Supplied records
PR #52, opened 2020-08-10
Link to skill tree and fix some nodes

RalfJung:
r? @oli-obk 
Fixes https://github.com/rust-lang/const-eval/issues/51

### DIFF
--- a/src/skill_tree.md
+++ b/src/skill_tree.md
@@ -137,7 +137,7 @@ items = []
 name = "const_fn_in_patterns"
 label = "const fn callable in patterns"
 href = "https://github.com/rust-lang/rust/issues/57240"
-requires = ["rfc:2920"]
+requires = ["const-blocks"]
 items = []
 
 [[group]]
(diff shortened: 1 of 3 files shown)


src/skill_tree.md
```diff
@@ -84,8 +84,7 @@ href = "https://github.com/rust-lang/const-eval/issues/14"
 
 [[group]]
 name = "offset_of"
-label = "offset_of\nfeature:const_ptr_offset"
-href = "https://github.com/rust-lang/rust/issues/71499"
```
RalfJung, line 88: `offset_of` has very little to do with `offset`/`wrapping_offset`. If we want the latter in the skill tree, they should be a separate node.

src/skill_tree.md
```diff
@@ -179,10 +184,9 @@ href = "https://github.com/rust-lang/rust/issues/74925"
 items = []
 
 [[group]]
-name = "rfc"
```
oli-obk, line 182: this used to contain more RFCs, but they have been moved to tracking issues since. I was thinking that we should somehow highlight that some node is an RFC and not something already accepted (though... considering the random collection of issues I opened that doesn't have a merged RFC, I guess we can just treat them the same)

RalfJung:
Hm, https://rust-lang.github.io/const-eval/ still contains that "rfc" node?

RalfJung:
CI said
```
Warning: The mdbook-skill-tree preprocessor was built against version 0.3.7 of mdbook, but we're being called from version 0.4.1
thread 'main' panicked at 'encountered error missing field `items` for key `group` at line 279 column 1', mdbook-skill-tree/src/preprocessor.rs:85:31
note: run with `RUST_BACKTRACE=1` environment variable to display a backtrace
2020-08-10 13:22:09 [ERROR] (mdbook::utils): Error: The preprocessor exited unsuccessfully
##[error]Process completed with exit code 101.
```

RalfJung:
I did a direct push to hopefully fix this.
--
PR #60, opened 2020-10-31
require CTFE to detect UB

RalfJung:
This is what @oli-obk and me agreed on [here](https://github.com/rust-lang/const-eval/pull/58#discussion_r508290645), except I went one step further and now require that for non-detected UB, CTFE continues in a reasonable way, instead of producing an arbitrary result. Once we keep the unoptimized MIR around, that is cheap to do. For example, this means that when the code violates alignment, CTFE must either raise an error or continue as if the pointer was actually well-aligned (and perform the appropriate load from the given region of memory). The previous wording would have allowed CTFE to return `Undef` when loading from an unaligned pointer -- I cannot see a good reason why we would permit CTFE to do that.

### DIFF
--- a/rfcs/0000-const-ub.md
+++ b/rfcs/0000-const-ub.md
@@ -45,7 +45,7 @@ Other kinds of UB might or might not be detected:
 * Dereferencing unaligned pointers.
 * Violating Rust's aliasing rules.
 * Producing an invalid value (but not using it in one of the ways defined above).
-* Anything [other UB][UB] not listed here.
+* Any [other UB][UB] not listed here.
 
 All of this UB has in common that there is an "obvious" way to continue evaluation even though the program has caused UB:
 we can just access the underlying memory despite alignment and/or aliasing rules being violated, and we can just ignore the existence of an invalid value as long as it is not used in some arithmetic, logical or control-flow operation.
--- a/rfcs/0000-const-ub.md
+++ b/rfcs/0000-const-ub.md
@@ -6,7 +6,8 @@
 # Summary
* * *
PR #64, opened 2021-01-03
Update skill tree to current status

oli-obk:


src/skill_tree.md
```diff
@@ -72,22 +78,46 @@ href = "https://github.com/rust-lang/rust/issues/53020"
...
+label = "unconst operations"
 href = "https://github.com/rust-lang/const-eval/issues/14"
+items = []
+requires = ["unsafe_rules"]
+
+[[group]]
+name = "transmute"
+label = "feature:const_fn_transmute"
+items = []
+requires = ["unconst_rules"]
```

Exercise prompt
Set down, exactly as they stand above, the lines starting with the line with "Hm, https://rust-lang.github.io/const-eval/ still" and going on through the line with "I did a direct push to hopefully fix this.", and no others.

Exercise result
Hm, https://rust-lang.github.io/const-eval/ still contains that "rfc" node?

RalfJung:
CI said
```
Warning: The mdbook-skill-tree preprocessor was built against version 0.3.7 of mdbook, but we're being called from version 0.4.1
thread 'main' panicked at 'encountered error missing field `items` for key `group` at line 279 column 1', mdbook-skill-tree/src/preprocessor.rs:85:31
note: run with `RUST_BACKTRACE=1` environment variable to display a backtrace
2020-08-10 13:22:09 [ERROR] (mdbook::utils): Error: The preprocessor exited unsuccessfully
##[error]Process completed with exit code 101.
```

RalfJung:
I did a direct push to hopefully fix this.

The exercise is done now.